Sports Injury – Prevention Is The Best Cure
October, 2007
As I started to write this article, a doubt crept into my mind. Perhaps I am preaching to an audience already converted to the concept of injury prevention. In some respects this may be true, as a simple Google search under ‘sports injury prevention’ yielded some sixteen million results. It’s a lot, yes, but when you compare it to seventy-nine million results under ‘sports injury’ and over ninety-three million for ‘sports medicine’, it’s easy to see where the emphasis is. Seemingly most – if not all – sports injury prevention focuses primarily and quite sensibly on areas of training. These include using the right shoe, building in rest days, strength training, warm up and down and so on. Other specialist areas might focus on the health and safety aspects of a sport, particularly in contact sports.

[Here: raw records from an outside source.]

PR #20939, opened 2017-10-17
Adjust SaveDiffFittingAscii to save TOFTOF workspaces

### LINKED ISSUE #20859: Implement option SaveAscii in TOFTOF GUI
The option SaveAscii in the TOFTOF GUI should save the S(Q,W) in the following format:
```
W  Q1  S(Q1,W) Err1  Q2  S(Q2,W)  Err2 ... Qn  S(Qn,W) Err_n
```
This format is very similar to one produced by `SaveDiffFittingAscii` algorithm. Therefore, to my opinion, the implementation of this option should be done in a few steps:

- [x] Adjust `SaveDiffFittingAscii` to save TOFTOF Ascii. Following needs to be done (PR #20939):
   - a new line is needed between the header and a data rows
   - Properties `RunNumber` and `Bank` should be optional. If they are not specified, they don't present in the output file.
- [ ] Create `ConvertToTableWorkspace(InputWorkspace, OutputWorkspace, Layout)` algorithm which would create a table workspace to save it using the `SaveDiffFittingAscii` algorithm. 
- [ ] Add functionality to save Ascii to the TOFTOF GUI.

I think, this approach is better than a new SaveTOFTOFAscii algorithm, but I am open for discussion.

milestone 3.12
I plan to work on it.

mganeva:
This PR makes properties `RunNumber` and `Bank` optional. Now there are possible options:
1. both `RunNumber` and `Bank` are empty. In this case they are not present in the saved file
2. both `RunNumber` and `Bank` are set to some value. In this case the algorithm should work the same way as before.

**To test:**
I did not find any unit tests for this algorithm. One can test it with a simple script:
```python
# create a table workspace
table = CreateEmptyTableWorkspace()
table.addColumn(type='double', name="DeltaE")
for i in range(10):
    table.addColumn(type='double', name="Q_{}".format(i))
    table.addColumn(type='double', name="S(Q_{},W)".format(i))
    table.addColumn(type='double', name="S(Q_{},W)Error".format(i))
# add some numbers to the table    
for i in range(10):
    row = [i]
    for j in range(10):
        row.append(0.1*j + 0.1)
        row.append(100.0+j)
        row.append(10 + j)
    table.addRow(row)
    
# save to ascii
# save without run number and bank
SaveDiffFittingAscii(table, Filename="test.txt", OutMode='OverwriteFile')
# save with run number and bank
SaveDiffFittingAscii(table, Filename="test1.txt", Bank="0", RunNumber="0", OutMode='OverwriteFile')
# this will produce an error, because settings are non consistent
SaveDiffFittingAscii(table, Filename="test2.txt", RunNumber="0", OutMode='OverwriteFile')
SaveDiffFittingAscii(table, Filename="test3.txt", Bank="0", OutMode='OverwriteFile')

```

Fixes #20859 p.1 . 

**Release Notes** 

---

#### Reviewer ####

##### Code Review #####

##### Functional Tests #####

### DIFF
--- a/Framework/DataHandling/src/SaveDiffFittingAscii.cpp
+++ b/Framework/DataHandling/src/SaveDiffFittingAscii.cpp
@@ -189,8 +189,8 @@ void SaveDiffFittingAscii::writeInfo(const std::string &runNumber,
 void SaveDiffFittingAscii::writeHeader(
     const std::vector<std::string> &columnHeadings, std::ofstream &file) {
   for (const auto &heading : columnHeadings) {
-    // Chi being the last header in the table workspace
-    if (heading == "Chi") {
+    // if last header in the table workspace, put eol
+    if (&heading == &columnHeadings.back()) {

Yet there is seemingly little or no focus on the role of the therapist in what I like to refer to as ‘pre-management’ of sporting injuries. This seems to me to be a missed opportunity and reduces the role of the sports therapist to that of fire fighter, being employed in emergencies and not generally considered as part of the global fitness regime of the athlete. Considering that only 50 percent of sports injuries are in new areas, it means that a good number of clients present with problems that were never fully resolved at the time of the original injury (Archives of Internal Medicine, vol. 149(11), pp. 2561-2564, 1989). It also means that many athletes are leaving themselves at risk of further injury and training lay-offs. There is a point at which an injured athlete is a sign of failure and bad management. John Smith plays five a side on a Sunday. He has poor flexibility levels, drinks too much and doesn’t take any other exercise during the week before throwing himself at a ball for two hours once a week. We can be safe in the knowledge that before long, John is going to land on our doorstep for his back/hamstrings/knees to be fixed up: a scenario with which we are all too familiar.

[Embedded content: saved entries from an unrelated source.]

PR #20942, opened 2017-10-17
Integrate parallel event loader

### LINKED ISSUE #20887: Integrate parallel event loader components
Loader and parser components have been provided by previous PRs. Now integrate those with `LoadEventNexus`.

Part of #20344.

SimonHeybrock:
Put together some previously implemented pieces into a parallel event loader used in `LoadEventNexus`.

This adds a new parallel loader for events in `LoadEventNexus`. It is always disabled for non-MPI builds, i.e., does not influence anyone since we are not providing MPI builds yet.

**To test:**

Core review.

Fixes #20887. 

---

#### Reviewer ####

##### Code Review #####

##### Functional Tests #####


Framework/Parallel/test/PulseTimeGeneratorTest.h
```diff
@@ -0,0 +1,118 @@
...
+    PulseTimeGenerator pulseTimes({0, 2, 2, 3}, {4, 8, 12, 16}, 1000);
+    pulseTimes.seek(1);
+    TS_ASSERT_EQUALS(pulseTimes.next().totalNanoseconds(), 1004);
+    TS_ASSERT_EQUALS(pulseTimes.next().totalNanoseconds(), 1012);
+    pulseTimes.seek(1);
+    TS_ASSERT_EQUALS(pulseTimes.next().totalNanoseconds(), 1004);
+    TS_ASSERT_EQUALS(pulseTimes.next().totalNanoseconds(), 1012);
+  }
+};
+
```
OwenArnold: 👍 for thorough testing

Framework/Types/inc/MantidTypes/Core/DateAndTime.h
```diff
@@ -147,10 +147,66 @@ class MANTID_TYPES_DLL DateAndTime {
 private:
   /// A signed 64-bit int of the # of nanoseconds since Jan 1, 1990.
   int64_t _nanoseconds;
+
+  /// Max allowed nanoseconds in the time; 2^62-1
+  static constexpr int64_t MAX_NANOSECONDS = 4611686018427387903LL;
```
OwenArnold: This can't be done with `std::numeric_limits::max` presumably? not sure why this isn't 2^63-1?

OwenArnold (changes requested):
Looking good. A few suggestions and questions.

Framework/Types/inc/MantidTypes/Core/DateAndTime.h
SimonHeybrock: This is unrelated to this PR (just moved code). The reason seems to be to allow addition that does not overflow.

Framework/DataHandling/src/LoadEventNexus.cpp
```diff
@@ -855,13 +857,28 @@ void LoadEventNexus::loadEvents(API::Progress *const prog,
...
+  if (canUseParallelLoader(haveWeights, oldNeXusFileNames, classType)) {
+    auto ws = m_ws->getSingleHeldWorkspace();
+    m_file->close();
+    try {
+      ParallelEventLoader::load(*ws, m_filename, m_top_entry_name, bankNames);
+      loaded = true;
+      shortest_tof = 0.0;
+      longest_tof = 1e10;
+    } catch (const std::runtime_error &) {
+    }
```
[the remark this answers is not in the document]
SimonHeybrock: Yes, it will fall back to the default loader. In fact I will need to make more changes such that the parallel loader is never used by default, unless enabled explicitly.

Framework/DataHandling/src/LoadEventNexus.cpp
```diff
@@ -1646,6 +1663,31 @@ void LoadEventNexus::safeOpenFile(const std::string fname) {
   }
 }
 
+bool LoadEventNexus::canUseParallelLoader(const bool haveWeights,
+                                          const bool oldNeXusFileNames,
+                                          const std::string &classType) const {
+  if (m_ws->nPeriods() != 1)
```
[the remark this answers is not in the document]
SimonHeybrock: Some of them would require changes on how the loader is working internally. The plan is to add this functionality later of required as high level branching in the loader, if required (the default loader has a lot of these checks on a low level, leading to performance deterioration). Currently all special cases are disallowed to make implementation easier. Some will probably never be supported.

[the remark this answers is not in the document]
SimonHeybrock: Regarding multiperiod files: I simply do not know how these are working and if the comply with the Nexus standard. I do not know if we should support/work on anything non-standard at this point.

Framework/DataHandling/src/ParallelEventLoader.cpp
```diff
@@ -0,0 +1,69 @@
...
+  const auto instrument = ws.getInstrument();
+  const auto &compInfo = ws.componentInfo();
+  const auto &detInfo = ws.detectorInfo();
+  const auto &detIDs = detInfo.detectorIDs();
+
+  // Monitors are not loaded by LoadEventNexus, so we have to exclude them when
+  // computing an offset based on detector IDs. Currently this is computed in a
+  // naive way and works only if all monitors have IDs smaller than any
+  // detector.
+  const auto monitors = instrument->getMonitors();
```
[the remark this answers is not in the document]
SimonHeybrock: You can iterate `DetectorInfo`, I'll see if that looks reasonable.

Framework/DataHandling/src/ParallelEventLoader.cpp
```diff
@@ -0,0 +1,69 @@
...
+  int32_t monitorOffset = static_cast<int32_t>(monitors.size());
+  for (size_t i = 0; i < monitors.size(); ++i)
+    if (monitors[i] != detIDs[i])
+      throw std::runtime_error(
+          "Monitors are not corresponding to the first detector IDs in the "
+          "instrument. This is currently not supported by ParallelEventLoader");
+
+  std::vector<int32_t> bankOffsets;
+  for (const auto &bankName : bankNames) {
+    // Removing "_events" from bankName
```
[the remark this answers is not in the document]
SimonHeybrock: Not by the standard as far as I know, but I had trouble thinking of another way to associate an `NXevent_data` group in the Nexus file with a bank in a Mantid instrument. Is there?

Framework/DataHandling/src/LoadEventNexus.cpp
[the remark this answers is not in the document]
OwenArnold: Ok that makes sense

Framework/DataHandling/src/ParallelEventLoader.cpp
```diff
@@ -20,13 +20,20 @@ std::vector<int32_t> bankOffsets(const API::ExperimentInfo &ws,
...
+    if (detInfo.isMonitor(i)) {
+      if (sawDetector)
+        throw std::runtime_error("Monitors are not corresponding to the first "
+                                 "detector IDs in the instrument. This is "
+                                 "currently not supported by "
+                                 "ParallelEventLoader");
+      ++monitorOffset;
+    } else {
+      sawDetector = true;
+    }
```
OwenArnold: Reads better

OwenArnold (commented):
Changes look good.

OwenArnold (approved):

Framework/Parallel/inc/MantidParallel/IO/PulseTimeGenerator.h
```diff
@@ -0,0 +1,99 @@
...
+    while (m_pulse < m_index.size() - 1 && m_event == m_index[m_pulse + 1]) {
+      ++m_pulse;
+      m_pulseTime = getPulseTime(m_timeZeroOffset, m_timeZero[m_pulse]);
+    }
+    ++m_event;
+    return m_pulseTime;
+  }
+
+private:
+  int64_t cast(const uint64_t time) const { return static_cast<int64_t>(time); }
```
LamarMoore: why not 
```cpp
template <typename T1, typename T2> 
T1 cast (const T2 time) const {return static_cast<T1>(time); }
```
also don't understand the cast from double to double in the last case.

SimonHeybrock: The cast of `double` is not necessary of course. Your suggested template would not work because then I would need to explicitly specify `T1` in `getPulseTime`, i.e., I would need to specialize it for integer and floating points types?

Framework/Parallel/inc/MantidParallel/IO/PulseTimeGenerator.h
```diff
@@ -0,0 +1,99 @@
...
+  int64_t cast(const int64_t time) const { return static_cast<int64_t>(time); }
+  int64_t cast(const uint32_t time) const { return static_cast<int64_t>(time); }
+  int64_t cast(const int32_t time) const { return static_cast<int64_t>(time); }
+  double cast(const double time) const { return static_cast<double>(time); }
```
SimonHeybrock: I think this is actually not what we want. If `time` is a floating point type we need to read its unit from the Nexus file (could be seconds or microseconds, etc., I think).

SimonHeybrock: Same goes also for integer types. Will be solved in https://github.com/mantidproject/mantid/issues/21015.

LamarMoore: 👍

However, even the elite athlete can be the subject of poor management and lack of therapeutic care. This can be in several areas, all of which build up to create and perpetuate problems:
■ Improper handling of original injury. Rushed or inappropriate treatment. The treatment is localised to the injury site.
■ The injury is treated too often with no treatment recovery time built in.

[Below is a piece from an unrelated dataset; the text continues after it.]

PR #20952, opened 2017-10-18
Fix excluded ranges in unweighted fitting

### LINKED ISSUE #20949: Fit with unweighted least squares doesn't respect excluded ranges
`FitMW` sets the weights of excluded data points to zero but these get overwritten by `CostFuncUnweightedLeastSquares` which forces a weight of 1 for all points.

soininen:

■ The athlete is returned to training and competition too soon with insufficient rehab and specific post injury training.
■ Lack of a culture of ongoing preventative care.
■ Athlete/coach too focused on results and not focused on fitness and flexibility levels and injury prevention. These are all issues which pervade the highest level of sport in the UK and which can create a culture where injury is equated to failure on the part of the athlete and where, therefore, an athlete may not even mention an injury to the practitioner. Although many elite athletes will have access to generalised sports massage on a regular basis, the treatment of specific risk areas relating to their sport or history is very rare. A programme whereby the athlete is treated like a formula one racing car is needed. In these environments, the car is designed, cared for and tuned on a constant basis and it would ill behove any racing team to wait until the car breaks down before any maintenance work is carried out.
This is where a therapy more recently arrived in the UK is trying to change hearts and minds. The Bowen Technique has been taught in the UK only since 1993, yet is already making a big impact across the field of physical therapy. It has become exceedingly popular with chartered physiotherapists, existing complementary therapists and some sports injury technicians. Simple to learn and practise, it can be applied regularly to a large number of people (in a team environment for instance) with no disruption to existing training or treatment. The main reason for its increasing popularity is the speed with which clients respond.
A standard soft tissue injury that might typically take ten days to two weeks to heal can often be addressed in half that time using The Bowen Technique. Bowen has a particular fondness for acute injuries and the normal waiting period to allow for inflammation to decrease is eliminated with Bowen. The technique itself is simple in its approach and application and involves the rolling of skin and superficial fascia over deep fascia and muscle with thumbs and fingers. In between each set of moves there is a short pause, where the therapist ideally leaves the room, allowing the client to rest, before the next short set of moves is applied.
The pressure used is relatively light and gentle and a long way from the deep pressure associated with the work of many sports therapists. A side effect of this is the ease on the therapists themselves, who find they can treat more clients and attain better results while experiencing little or no fatigue themselves in the process.